Nice work for the first candy job.


----------



## BlueBerry (Nov 21, 2006)

Judging by the way you taped off the car , & the rather nice spray setup you have & looking at what your working with as far as equipment goes - Every reason to believe that this is Not your first 3 or 4 stage paint........ 

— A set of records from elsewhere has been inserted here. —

PR #2885, opened 2020-10-02
Show in the first screen only translated locales

VladimirSlavik:
This decision is delegated to gettext. The most usual situations are:

- The locale does not have exactly matching translation and falls back to translation for the language.
- The locale has an exactly matching translation.
- The locale has neither a translation nor anything to fall back to.

Languages are already filtered in a similar manner, so there is no danger of having a language with no locale leading to an empty locale list and failing callbacks.

Resolves: [rhbz#1678787](https://bugzilla.redhat.com/show_bug.cgi?id=1678787)

### DIFF
--- a/pyanaconda/localization.py
+++ b/pyanaconda/localization.py
@@ -24,6 +24,7 @@ import langtable
 import locale as locale_mod
 import glob
 from collections import namedtuple
+import functools
 
 from pyanaconda.core import constants
 from pyanaconda.core.util import upcase_first_letter, setenv, execWithRedirect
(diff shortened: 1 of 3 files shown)


VladimirSlavik:
This is straight call to gettext stuff and interpreting its results, so I decided a test would be redundant. The thing to test would be the result in the gui, anyway.

TUI does not have this problem, since it is always in English.

martinpitt:
Ooooh, a proper GitHub action run!  :heart_eyes:

poncovka (approved):
It looks great! Thanks!

AdamWill:
This seems to have broken two things:

* https://bugzilla.redhat.com/show_bug.cgi?id=1890340
* https://bugzilla.redhat.com/show_bug.cgi?id=1890342

VladimirSlavik:
@AdamWill thanks for researching and filing these, I noticed the UK only yesterday too. Unfortunately "en" is special due to being "no translation", it seems. Not sure about the untranslated text.

PR #2888, opened 2020-10-02
Fix spelling/name of OSTree

VladimirSlavik:
It's spelled that way everywhere. I think it might be better to stick to that?

See https://translate.fedoraproject.org/translate/anaconda/master/en/?checksum=e440ad521e7a3ffe

### DIFF
--- a/tests/gettext_tests/style_guide.py
+++ b/tests/gettext_tests/style_guide.py
@@ -31,6 +31,7 @@ bad_strings = {'(?i)bootloader': 'boot loader',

Also Looks good after the pinstripe went on - It Accented well..... Nice work .


----------



## KAKALAK (Mar 11, 2005)

nice work


----------



## southGAcustoms (Mar 12, 2008)

was the candy you sprayed in a intercoat clear? by the dryness of it thats the way it appears.. just woundering, looks sic!


----------



## dirty_duece (Aug 15, 2007)

NICE WORK HOMIE


----------



## LOSCALLES CAR CLUB (Jul 22, 2008)

> _Originally posted by southGAcustoms_@Jul 23 2008, 08:06 AM~11157121
> *was the candy you sprayed in a intercoat clear? by the dryness of it thats the way it appears.. just woundering, looks sic!
> *


the first two coats of candy were shot with inercoat,but the other two were shot with urethane candy for uv protection

thanks


----------



## LOSCALLES CAR CLUB (Jul 22, 2008)

> _Originally posted by BlueBerry_@Jul 23 2008, 06:38 AM~11156739
> *Judging by the way you taped off the car , & the rather nice spray setup you have & looking at what your working with as far as equipment goes - Every reason to believe that this is Not your first 3 or 4 stage paint........
> Also Looks good after the pinstripe went on - It Accented well..... Nice work .
> *


thanks for the comment 

i have been working ina a body shop since i was 15 and started sprayin door jams at 16.all that lead to the way i paint now. but dont get me wrong im still learning


----------



## rug442 (Mar 31, 2005)

> _Originally posted by dirty_duece_@Jul 23 2008, 07:45 PM~11162889
> *NICE WORK HOMIE
> *


x2 KEEP UP THE GOOD WORK. :thumbsup:


----------



## treyimpala (Jul 3, 2007)

GREAT JOB ON THE RIDE ESE. THINK ABOUT IT IF YOU ARE SPRAYING THIS WAY NOW, WHAT CAN WE EXPECT FROM YOU IN ANOTHER 6 YEARS OR SO???? 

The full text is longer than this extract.